Maybe the question is a bit academic, but I was wondering if anyone had both previously, and had any preference, in particular on taste, which is what matters the most.

One thinks they should be very very similar...


----------



## Tewdric (Apr 20, 2014)

I had a Major before winning my E37s in the forum raffle. The E37s gets a lot more flavour out of the beans. The difference was pronounced. I can't isolate the variables of course and it may be simply that the E37s burrs were sharper. In terms of liveability it is a night and day difference. On demand is much better for home use and the Ceado is also very quiet, which makes early morning use possible without waking the whole house up.


----------



## Stevied62 (Jun 19, 2016)

Tewdric said:


> I had a Major before winning my E37s in the forum raffle. The E37s gets a lot more flavour out of the beans. The difference was pronounced. I can't isolate the variables of course and it may be simply that the E37s burrs were sharper. In terms of liveability it is a night and day difference. On demand is much better for home use and the Ceado is also very quiet, which makes early morning use possible without waking the whole house up.

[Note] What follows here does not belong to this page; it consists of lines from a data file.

PR #228, opened 2022-11-03
Drop python2 support

danigm:
Python 2 went EOL on 1/1/2020 and we receive no more support from the Python Core Team after Python 2.7.18 even for known security issues.

This removes the six package from dependencies.

### DIFF
--- a/caldav/davclient.py
+++ b/caldav/davclient.py
@@ -2,6 +2,7 @@
 # -*- encoding: utf-8 -*-
 import logging
 import re
+from urllib.parse import unquote
 
 import requests
 from caldav.elements import cdav
@@ -20,8 +21,6 @@ from caldav.objects import ScheduleInbox
 from caldav.objects import ScheduleOutbox
 from caldav.requests import HTTPBearerAuth
 from lxml import etree
-
-from urllib.parse import unquote
 
 
 class DAVResponse:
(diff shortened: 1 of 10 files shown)


tobixen:
Currently the caldav library is in a bit of a limbo status when it comes to python2, at one hand there is code in place to support python2, at the other hand I haven't done any testing towards python2 for quite some releases now - so the python2-support there is is likely to be broken.  From one perspective "no support" may be better than "probably broken support"  My official stance on this is that if I get bug reports that it breaks on python2, I will still fix it.

While python2 isn't maintained by the Python core team, it still exists as a package for Ubuntu 20.04 which is EOL'ed in 2030 - and 2.7 is the default python version in CentOS7, which is EOL'ed in 2024.  Theoretically, Canonical and RedHat are supposed to take the responsibility of patching up python if some security issue should appear.

Everything considered, this pull request will be put on hold for some time - perhaps not all the way until 2030, but at least until 2024 :-)

tobixen:
Came to think, python2-support must have been efficiently broken for some time already due to dependencies on other libraries.

I will make a release (1.0) within some few days, as soon as I'm done with that I will roll out this pull request - unless there will be a queue of hard-code dinosaur python2-users  protesting.

PR #229, opened 2022-11-03
Remove nose dependency

danigm:
Nose was only used to raise SkipTest that can be done with pytest.skip and that old dependency can be removed.


tobixen:
Nice one.  I noticed myself pytest.skip being used in another project, so I would probably have been fixing this myself today or tomorrow ... but now I don't have to bother :-)

Issue #201, opened 2022-07-07
Skipped event with missing 'vevent' property (Home Assistant)


dreimer1986:
As there is no real reason to be found in the HA CalDAV module, I try to pass things over to your issues, too.

First, the open report: https://github.com/home-assistant/core/issues/74196
It includes Logs of caldav Python module on DEBUG, so maybe you have an idea?

The recent beta updated the dependencies to 0.9.1 and after that things started to change a bit. Before that the module was unable to connect to my work CalDAV server at all (Error 403), now it does progress further, but every parsing of the server causes thousands of "Skipped event with missing 'vevent' property" errors in Home Assistant. These are not due to really missing anything, but due to thousands of error 404 returned and thus empty entries being parsed. At least that is my interpretation of the logs. Sure if that is the case, that's a error that should be caught and handled, but the bigger question is, why does this happen? I am able to load some entries by hand with the entries in the log that did not error out. The server itself is working fine on Mac and a few Android apps for CalDAV, but I am very sure that it's everything, but RFC conformant. So it's not really a big flaw or something as the ones who should start to fix things are the creators of our CMS, but as I said, the apps I tested work fine with it.

If you need further information, I happily provide these. A test account would be quite impossible as it's our work calendar. We could meet with a Teamviewer session though if you need some more information I can not provide otherwise.

tobixen:
I was doing a quick grep for the word "Skipped" in the caldav library and found nothing.  Perhaps the error is coming from the vobject library.  I had a hypothesis that the 404 caused empty strings to be sent to the vobject library, but apparently not ... that seems to cause an exception ...

```python
>>> vobject.readOne("")
Traceback (most recent call last):
  File "<stdin>", line 1, in <module>
  File "/usr/lib/python3.10/site-packages/vobject/base.py", line 1155, in readOne
    return next(readComponents(stream, validate, transform, ignoreUnreadable,
StopIteration
```

I'm not sure when I will have time to look more into this, quite busy days and my capacity today is a bit reduced - apparently I've caught some virus.

dreimer1986:
Take all time you need. I am in absolutely no hurry here. Just wanted to pass on the new behavior.

tobixen:
The error message itself comes from HomeAssistant.  I'll close this one - I think further research should be done in the HomeAssistant issue report, and then we can rather reopen this issue if the problem is in the caldav library.

tobixen:
[...]

PR #247, opened 2023-01-14
Workarounds for broken caldav servers

tobixen:
* Zimbra may apparently create events with both DTSTART, DTEND and DURATION, which is a breach of the standard.  A simple workaround has been implemented, just throwing away redundant information.  No check done on weather the DURATION matches DTEND-DTSTART (it did in the ical data I got from Zimbra), so this one may potentially throw away information.  (I just wrote a message to the organizer asking if the original ical data was actually produced internally Zimbra or by some other client).
* I've been fighting a bit with some proprietary system in #201 that have some partial and slightly non-compliant support for caldav - and made some partial workaround for loading content from it.
* One extra unrelated commit enhancing the tests code has been piggy-backed on this pull request.

### DIFF
--- a/caldav/lib/vcal.py
+++ b/caldav/lib/vcal.py
@@ -1,6 +1,7 @@
 #!/usr/bin/env python
 # -*- encoding: utf-8 -*-
 import datetime
+import logging
 import re
 import uuid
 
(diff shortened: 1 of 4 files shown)


tobixen:
I shouldn't do such things in the late evenings ... commit 22011e49d95b8db59f385af49149e8a5499e582a and 5ad53ce28efb49df0f344f4b297e5e0d142c9a0a should have been included in this pull request :-)

PR #284, opened 2023-02-18
Polishing before release

tobixen:
added some more entries to the list of servers that does not support search queries containing is-not-defined


tobixen:
Updated the changelog

Issue #285, opened 2023-02-21
Support passing custom HTTP headers


JasonSanDiego:
I'm using Nextcloud and want to retrieve calendar (read only) subscriptions along with the normal read/write calendars. Nextcloud supports two ways of doing this. The easier of the two is to pass the custom HTTP header: X-NC-CalDAV-Webcal-Caching: On

[More details](https://help.nextcloud.com/t/propagation-of-a-subscription-calendar/82539/1)

Are folks open to adding this functionality by modfying the DAVclient initialization function to have an optional header parameter?

Example use:
`client = caldav.DAVClient(..., headers={"X-NC-CalDAV-Webcal-Caching": "On"})`

If so, I can file a pull request with this small change.

tobixen:
Pull request is appreciated.

tobixen:
The feature will be released in 1.2 shortly.  However, the issue should not be closed, we're missing documentation and test code.

tobixen:
This was fixed in #306 indeed.  Thanks.  Will be released in 1.3 today, I hope.

PR #288, opened 2023-02-23
Allow passing custom HTTP headers to DAVClient

JasonSanDiego:
See #285


tobixen:
The style test can be easily fixed by running "tox -e style"

tobixen:
Oh, nevermind that, the style breakage is mine (the github merge queue system seems to merge things even if the style check breaks)

Issue #289, opened 2023-02-25
extract_auth_types - shortening strings


jdrozdnovak:
Hello\
This lambda function https://github.com/python-caldav/caldav/blob/master/caldav/davclient.py#L553 not works ideally when having simple headers like `www-authenticate: Basic`\
I don't know enough about other caldav environments to do a change myself. I have only 2 available for test.

what the `extract_auth_types` returns in my case is `['basi']` which fails the future `"basic" in auth_type` condition

Thanks for reviewing.

tobixen:
Weird - I would have expected some of my test servers to fail, and people from the homeassistant community to be whining a lot if basic auth was broken.

This code section seems to be missing unit tests, so I'll try to write up some and possibly see if I can reproduce the problem.

tobixen:
I can reproduce it.

tobixen:
This bug has been there since 1.0 actually, it wasn't introduced in 1.1.  I suppose almost all servers with basic auth have a realm in the header.

tobixen:
@jdrozdnovak ...

It would be nice if you could test and see if the master branch solves the problem for you - or, if it's possible to make me a testing account on your caldav server allowing me to test it myself it would be great.

Since this is a considered to be a critical bugfix, I will roll out a new minor-release soon - I should just run the test code first towards a handful of servers.  Anyway, I'm pretty sure the fix does not break anything.

jdrozdnovak:
I can tomorrow test it with master and let you know.
I am using monicahq, where it fails. 

docker run --name some-monica -d -p 8080:80 monica

tobixen:
Ok, thanks

jdrozdnovak:
I tested it with the code in master branch and that works fine.

tobixen:
I'm running tests and will release 1.0.4 during the day probably

jdrozdnovak:
thank you very much! Have great sunday!

PR #290, opened 2023-02-25
Fix for issue #289 - basic auth broken towards some servers

tobixen:


tobixen:
Background:

A bug was introduced in version 1.0, via https://github.com/python-caldav/caldav/pull/260 - the code would only work if there was a space in the `WWW-Authenticate` header.  This works for most servers as they will challenge for credentials using a header like `WWW-Authenticate: Basic realm="My CalDAV server"` - however, `WWW-Authenticate: Basic` is fully allowed by RFC2617

PR #299, opened 2023-03-08
fix log message : argument was bytes not String

aaujon:
Fix logger, error message was :

```
  File "/home/arnaud/.local/lib/python3.10/site-packages/caldav/davclient.py", line 77, in __init__
    "Expected some valid XML from the server, but got this: \n"
TypeError: can only concatenate str (not "bytes") to str
```

### DIFF
--- a/caldav/davclient.py
+++ b/caldav/davclient.py
@@ -70,7 +70,7 @@ class DAVResponse:
                 except:
                     logging.critical(
                         "Expected some valid XML from the server, but got this: \n"
-                        + self._raw,
+                        + str(self._raw),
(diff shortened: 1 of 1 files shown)


tobixen:
While you're at it, a bit further up there is this one:

```
if content_length == 0 or not self._raw:
```

Perhaps this would be better:

```
if content_length == 0 or not self._raw.strip():
```

tobixen:
Nevermind, I think I misunderstood it.

aaujon:
Thanks for the quick merge :)

PR #301, opened 2023-03-08
Fix #300 : enable huge_tree in XMLParser to handle very big events

### LINKED ISSUE #300: Add support for very big event
Hi,

The current code doesn't work with events with very big content, exception I get is : 
`Traceback (most recent call last):
  File "/home/arnaud/.local/lib/python3.10/site-packages/caldav/davclient.py", line 72, in __init__
    self.tree = etree.XML(
  File "src/lxml/etree.pyx", line 3231, in lxml.etree.XML
  File "src/lxml/parser.pxi", line 1915, in lxml.etree._parseMemoryDocument
  File "src/lxml/parser.pxi", line 1803, in lxml.etree._parseDoc
  File "src/lxml/parser.pxi", line 1144, in lxml.etree._BaseParser._parseDoc
  File "src/lxml/parser.pxi", line 618, in lxml.etree._ParserContext._handleParseResultDoc
  File "src/lxml/parser.pxi", line 728, in lxml.etree._handleParseResult
  File "src/lxml/parser.pxi", line 657, in lxml.etree._raiseParseError
  File "<string>", line 202389
lxml.etree.XMLSyntaxError: xmlSAX2Characters: huge text node, line 202389, column 65
`
This is produced when handling an event with a very big description, I manage to fix this by activating 'huge_tree' in XMLParser in davclient.py. This option is not activated by default du to a security issue : https://lxml.de/api/lxml.etree.XMLParser-class.html
I'm not sure exactly what it is about but we may want to enable it by default for caldav or at least add an option for it in DAVClient ?

aaujon:
A proposition to fix https://github.com/python-caldav/caldav/issues/300
Activating huge_tree in XMLParser allow to handle very big caldav events.


tests/test_caldav_unit.py
```diff
@@ -156,7 +156,7 @@ def MockedDAVResponse(text):
     resp.reason = "multistatus"
     resp.headers = {}
     resp.content = text
-    return DAVResponse(resp)
+    return DAVResponse(resp, False)
```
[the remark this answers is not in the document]
aaujon: you're right, I will fix that.

caldav/davclient.py
```diff
@@ -36,13 +36,15 @@ class DAVResponse:
     tree = None
     headers = {}
     status = 0
+    huge_tree = False
 
-    def __init__(self, response):
+    def __init__(self, response, huge_tree):
```
tobixen, line 41: huge_tree should be defaulted to False.  Also, ref my comment on #300, maybe a more "future proof" way of doing this is to pass the DAVClient object rather than huge_tree.

aaujon: Yes I noticed that from the last failed CI build.
I will rewrite that part and pass the DAVClient object, it will be easier to maintain and add new future options.

tobixen: Any progress?  Do you want me to take over?

aaujon: What do you think about this version ? Pro is it doesn't break anything if someone uses DAVRequest directly. If you want to tweak some changes, you can go ahead, I will do it otherwise.

tobixen: Looks good.  (I dislike a bit that the huge_tree-attribute is stored doubly up in the DAVResponse class, but ... yes, backward compatibility is important and this seems to be the simplest solution to that).

Unit tests or functional test would be good.

aaujon: I added a test, I don't like to add a 10MB file for that, maybe we can autogenerate a random content..
A bout the double huge_tree attribute, I didn't want to duplicate some logic code into XMLParser callbut I can add a function has_huge_tree in DAVResponse, so we dont have to store it twice, do you want me to do that ?

tobixen: About autogeneration ... it doesn't need to be so very random, some silly code like this would probably do:

```
event.icalendar_component['DESCRIPTION'] = "\n".join(["very long description - this is line %i" % x for x in range(0,1234567)
```

... or even ...

```
event.icalendar_component['DESCRIPTION'] = "This is a very long description\n" * 1234567
```

as for `self.has_huge_tree()` vs `self.huge_tree` ... do whatever seems easiest/best for you.

aaujon:
Tests are failing because rootdir is not the one I expected, fixed in new commit

tobixen:
"tox -e style", and then it's ready?

tobixen:
(the 80 character line length restriction in PEP-8 is a terrible constraint sometimes)

aaujon:
All right, shoud be good now.

aaujon:
Thanks for the review :)

tobixen:
I can't promise a quick release of caldav v1.3.0 this time, but hopefully in a week or two.

PR #306, opened 2023-05-22
add unit test and documentation for custom HTTP headers 

JasonSanDiego:
unit test and documentation related to https://github.com/python-caldav/caldav/issues/285


tobixen:
I think the test breakage is unrelated to this pull request, I'll look more into it.

JasonSanDiego:
This was my first time using tox. I spent a lot of time trying to get the docs test to work properly both before and after making the actual fix I was working on. Unfortunately, I could not make it work.

Issue #310, opened 2023-05-29
Error with calendar.date_search() and Google Calendar 


flozz:
I am using this library to fetch events of a meeting room calendar from Google Calendar.

When I try to search events by date I have the following error:

```
ERROR:caldav:Deviation from expectations found.  Please raise an issue at https://github.com/python-caldav/caldav/issues or reach out to t-caldav@tobixen.no, include this error and the traceback and tell what server you are using
Traceback (most recent call last):
  File "[...]/__env__/lib/python3.11/site-packages/caldav/lib/error.py", line 28, in assert_
    assert condition
AssertionError
Traceback (most recent call last):
  File "[...]/./gcal.py", line 78, in <module>
    events = calendar.date_search(start=start_date, end=end_date)
             ^^^^^^^^^^^^^^^^^^^^^^^^^^^^^^^^^^^^^^^^^^^^^^^^^^^^
  File "[...]/__env__/lib/python3.11/site-packages/caldav/objects.py", line 907, in date_search
    objects = self.search(
              ^^^^^^^^^^^^
  File "[...]/__env__/lib/python3.11/site-packages/caldav/objects.py", line 1069, in search
    if any(key in component for key in recurrance_properties):
       ^^^^^^^^^^^^^^^^^^^^^^^^^^^^^^^^^^^^^^^^^^^^^^^^^^^^^^
  File "[...]/__env__/lib/python3.11/site-packages/caldav/objects.py", line 1069, in <genexpr>
    if any(key in component for key in recurrance_properties):
           ^^^^^^^^^^^^^^^^
TypeError: argument of type 'NoneType' is not iterable
```

You will find a minimal example to reproduce this issue in the following article: https://blog.lasall.dev/post/tell-me-why-google-and-caldav/

tobixen:
Thanks for the report. 

I don't know when I will have time to look properly into it, but if you could dig a bit and eventually write a pull request, it would be much appreciated.  Here is the code section that fails (assuming you're on v.1.2.1):

```python
            for o in objects:
                ## This should not be needed
                o.load(only_if_unloaded=True)
                component = o.icalendar_component
                recurrance_properties = ["exdate", "exrule", "rdate", "rrule"]
                if any(key in component for key in recurrance_properties):
                    o.expand_rrule(start, end)
```

Apparently it breaks because `component` is `None`, while it's expected to be a icalendar object from the icalendar library.  The trivial work-around is to throw in something like this:

```
                if component is None:
                    continue
```

[...]

PR #312, opened 2023-06-08
Avoid crashing when object's component is missing

flozz:
Related issue: #310 

This PR avoid a crash when the VCALENDAR does not contains a VEVENT component.

### DIFF
--- a/caldav/objects.py
+++ b/caldav/objects.py
@@ -1070,6 +1070,8 @@ class Calendar(DAVObject):
                 ## This should not be needed
                 o.load(only_if_unloaded=True)
                 component = o.icalendar_component
+                if component is None:
+                    continue
                 recurrance_properties = ["exdate", "exrule", "rdate", "rrule"]
                 if any(key in component for key in recurrance_properties):
                     o.expand_rrule(start, end)


tobixen:
Sorry for the late reply.  You stated earlier that this workaround caused problems further downstream.  I think my proposed (but totally untested) workaround at https://github.com/python-caldav/caldav/issues/310#issuecomment-1568622879 may be better, as it filters out those empty responses rather than just ignoring them.

Anyway, whatever floats the boat - if this workaround suffices for you, it is better than the current code anyway.

flozz:
> Sorry for the late reply.

No problem :)

> You stated earlier that this workaround caused problems further downstream.

I only had some event with missing `vevent` object so I had to filter the event list with 

```python
events = [e for e in events if hasattr(e.instance, "vevent")]
```

> I think my proposed (but totally untested) workaround at https://github.com/python-caldav/caldav/issues/310#issuecomment-1568622879 may be better, as it filters out those empty responses rather than just ignoring them.

It is probably better. I do not have enough time to test currently, but I will try to test it when I have some time. Anyway it is a step in the right direction and we can improve it later.

Thank you for the merge :)

PR #403, opened 2020-05-15
Topics: add new topic for unannounced channels

harding:
Adds a new topic.  An unresolved issue is what to call this topic: **unannounced channels** or **private channels**.  The name we choose affects the URL and I *really* don't want to break a URL (or even setup a redirect) if we change names later, so let's try to choose a good term now.

## Arguments for "unannounced"

- It's an accurate description of the key attribute of such channels
- It has no particular negative or positive connotations (AFAIK)
- It has use going back to at least [2017](https://lists.linuxfoundation.org/pipermail/lightning-dev/2017-December/000846.html) and a quick search of Lightning-Dev shows it being used by Rusty Russell, Christian Decker, and Bastien Teinturier.  ZmnSCPxj seems to use the related term "unpublished channels".  Those are all significant contributors to LN development and I like to honor contributor terminology choices when they don't get in the way of clear communication

## Arguments for "private"

- It's also an accurate description of the key attribute, although it may give the mistaken impression that private channels are resistant against surveillance (which they may not be, not any more than, say, private property is resistant against surveillance)
- It's the term used in BOLTs 4 and 11
- It seems to be the term used by everyone but the people noted above on the Lightning-Dev mailing per a quick search of the archives via my MUA

---

I originally went with "unannounced" because of [Zmn's argument against such channels](https://lists.linuxfoundation.org/pipermail/lightning-dev/2019-December/002408.html) but @jnewbery [questioned](https://github.com/bitcoinops/bitcoinops.github.io/pull/400#discussion_r424703452) the logic there:

> I don't fully understand z-man's argument. He says that if a channel is unannounced, then the connected party in that channel knows that all payments to/from that channel are ultimately to/from the other party. He then says that all channels should be announced. But in that case, doesn't the connected party still know that all payments to/from the other party are ultimately to/from the other party if there's only one announced channel to that pubkey? To avoid that, the other party needs to have at least two channels open and route payments (otherwise the spy could send probe payments via the victim and see that it never routes and only ever terminates payments).
>
> Z-man's argument is against non-routing nodes rather than against unannounced channels.

I think I still prefer the "unannounced" name because of its lack of association with the word "privacy".  I think it's better to use bland names than give users potentially unreasonable expectations.  However, I don't have a strong opinion about which name we choose as long as it's something we can stick with long term.

### DIFF
--- a/_topics/en/unannounced-channels.md
+++ b/_topics/en/unannounced-channels.md
@@ -1,0 +1,84 @@
+---
+title: Unannounced channels
+
+## Optional.  An entry will be added to the topics index for each alias
+aliases:
+  - Private channels
+
+## Required.  At least one category to which this topic belongs.  See
+## schema for options
+categories:
+  - Lightning Network
+
+## Required.  Use Markdown formatting.  Only one paragraph.  No links allowed.
+## Should be less than 500 characters
+excerpt: >
+  **Unannounced channels** are LN channels that are not advertised to
+  the network for use in routing.
+
+## Optional.  Use Markdown formatting.  Multiple paragraphs.  Links allowed.
+extended_summary: |
+  Most unannounced channels are believed to belong to users that simply
+  don't intend to route payments, such as users of mobile clients that
+  aren't always online to route payments.
+
+  An alternative name is **private channels,** but there's contention
+  between experts about whether the channels [improve privacy][privacy
+  in pcns] or [not][unpublished channels delenda est], so it may be
+  preferable to use the universally accepted name "unannounced
+  channels."
+
+  [privacy in pcns]: https://arxiv.org/pdf/1909.02717.pdf "Section 4.1: endpoint uncertainty"
+  [unpublished channels delenda est]: https://lists.linuxfoundation.org/pipermail/lightning-dev/2019-December/002408.html
+
+## Optional.  Produces a Markdown link with either "[title][]" or
+## "[title](link)"
+#primary_sources:
+#    - title: Test
+#    - title: Example
+#      link: https://example.com
+
+## Optional.  Each entry requires "title", "url", and "date".  May also use "feature:
+## true" to bold entry
+optech_mentions:
+  - title: "LND #1944 tweaks `sendtoroute` RPC to allow routing via private channels"
+    url: /en/newsletters/2018/11/13/#lnd-1944
+    date: 2018-11-13
+
+  - title: "C-Lightning #2230 adds a `private` flag to the `listpeers` RPC"
+    url: /en/newsletters/2019/01/15/#c-lightning-2230
+    date: 2019-01-15
+
+  - title: "C-Lightning #2234 adds route hints for private channels to `invoice` RPC"
+    url: /en/newsletters/2019/01/22/#c-lightning-2234
+    date: 2019-01-22
+
+  - title: "Talk about LN topology and lack of public info about unannounced channels"
+    url: /en/newsletters/2019/09/18/#lightning-network-topology
+    date: 2019-09-18
+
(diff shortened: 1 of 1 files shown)


jnewbery:
I think 'unannounced' is better. Privacy is multidimensional and to some extent subjective, whereas unannounced is an objective description - it's a channel which is opened and not announced on the lightning gossip network.

I like the shorter _unpublished channels delenda est_ summary.

ZmnSCPxj:
>  To avoid that, the other party needs to have at least two channels open and route payments (otherwise the spy could send probe payments via the victim and see that it never routes and only ever terminates payments).

If the party with one *published* channel itself has unpublished / unannounced channels with other peers (who are foolish enough to use them) then it *can* route, and the surveilling node will mis-assign a set of payments as terminating to the one-published-channel node without realizing that in fact this is a routing node with its own unpublished peers.

Which suggests to me that basically the non-publishing nodes get their privacy leeched off by the published peer, thus unpublished channels delenda est.

> Z-man's argument is against non-routing nodes rather than against unannounced channels.

This is correct.  But a node with *one* published channel can still route if it has unpublished peers, whereas a completely unpublished node *cannot* route at all.

In any case "unannounced" / "unpublished" *is* a better term as it does not imply any privacy --- a node might be more concerned about making sure its onchain funds are not linked to its offchain Lightning activity (which is revealed on publication of a channel), and trust a particular Lightning Service Provider to keep mum about its offchain activity (which I would argue is not something you want to rely on --- people change, and since ultimately all Lightning Service Providers are made up of people, so too will they change, and the entity you find trustworthy today may not be trustworthy tomorrow, and yet the logs exists, thus, unpublished channels delenda est).

jonatack:
I prefer "unannounced" as well, for the good reasons discussed above.

harding:
Ok, unanimous agreement so far on naming.  I've rephrased the final paragraph to give the reason for discouraging the name "private channels" as it confusing people into thinking they're more private.  It still links to @ZmnSCPxj post, as I think that's still the best extended explanation of the privacy implications.

jnewbery:
@ZmnSCPxj - thanks for dropping in :)

I really don't understand the _delenda est_ terminology, or for that matter any other argument along the lines of "to use Bitcoin/Lightning the way I want to, I need to prevent others from using Bitcoin/Lightning the way they choose to." We recently saw similar arguments about the mortal threat posed to all users of Bitcoin by people choosing to use BIP 157. I still believe in the approach of trying to build something better, rather than trying to prevent people from using something worse. That approach seems much more likely to succeed in the long run (and much more interesting!)

> If the party with one published channel itself has unpublished / unannounced channels with other peers (who are foolish enough to use them) then it can route

ok, so lets imagine this world where you've successfully managed to _delere_ all unannounced channels. In this world, nodes with announced channels no longer receive this privacy boost. In the world we live in, the fact that unannounced channels exist is enough to provide privacy cover for all announced channels.

> the non-publishing nodes get their privacy leeched

Not true. The privacy/deniability benefits are shared by _all_ announced channels, since any of them could be routing for unannounced channels. Yes, the unannounced channel counterparty does give up some of _its_ privacy for the convenience of not having to be a routing node, which I think is a trade-off that some users want to make. Saying "that's not something I want to use or work on" makes sense to me. Saying "this poses a mortal thread to the entire system" is stretching.

harding:
Good discussion!  I forced pushed another attempt at rewriting the final paragraph to try to fairly summarize the issue in as few words as possible (but with references).

jnewbery:
ACK 90418f647168190f9511e07e55817e9e2bbeb7f1. Looks good to me. Neutral language is best for the topics summaries!

ZmnSCPxj:
ACK 90418f6

@jnewbery argument accepted.

PR #409, opened 2020-05-29
About: remove incorrect Twitter link for Casares

harding:
Current link is for https://twitter.com/wences , which isn't the person we want.  I can't find an account for Xapo's Casares, so this PR just drops the link.  I checked that the page renders fine without the link.

### DIFF
--- a/_data/sponsors.yml
+++ b/_data/sponsors.yml
@@ -4,7 +4,6 @@
 sponsors:
   -
     name: Wences Casares
-    twitter: wences
     avatar: casares.jpg
     quote: >-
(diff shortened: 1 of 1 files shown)


jonatack:
ACK, that Twitter account is now someone else and I didn't find him either. His [crunchbase profile](https://www.crunchbase.com/person/wensceslao-casares) has Facebook and LinkedIn links (yuck...I NoScript both of those) and also the out-of-date Twitter account.

jnewbery:
ACK. This definitely used to be his twitter handle. I was vaguely aware that he'd deactivated his account a while back, but I guess he deleted it entirely and the handle has been recycled. Good catch!

PR #411, opened 2020-06-01
New topic: vaults

harding:


_topics/en/vaults.md
```diff
@@ -0,0 +1,89 @@
...
+## Required.  At least one category to which this topic belongs.  See
+## schema for options
+categories:
+  - Scripts and Addresses
+  - Security Enhancements
+
+## Required.  Use Markdown formatting.  Only one paragraph.  No links allowed.
+## Should be less than 500 characters
+excerpt: >
+  **Vaults** are a type of covenant that requires two separate
```
bitschmidty, line 17: Might be better to have the covenant link up here instead of below

_topics/en/vaults.md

Were is my mate jimbojohn55


----------



## G.F. (Dec 21, 2015)

I see no differences in taste but it I prefer major-e for many reasons.


----------



## hotmetal (Oct 31, 2013)

I haven't had a major, only a Mazzer Mini but give me a Ceado all day long. Quiet, low retention, small, and you can remove the top burr to clean it without messing up the grind level unlike any Mazzer.


----------